PR #1419, opened 2016-05-13
fixes gh-1417 Grave tags substitution bug. [part. cherry-picked from 0.10]

### LINKED ISSUE #1417: wrong recursion check in some constellation within substituteRecursiveTags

→ **Exercise details**: Return the listing above exactly, line for line.

→ **Written solution**:
PR #1419, opened 2016-05-13
fixes gh-1417 Grave tags substitution bug. [part. cherry-picked from 0.10]

### LINKED ISSUE #1417: wrong recursion check in some constellation within substituteRecursiveTags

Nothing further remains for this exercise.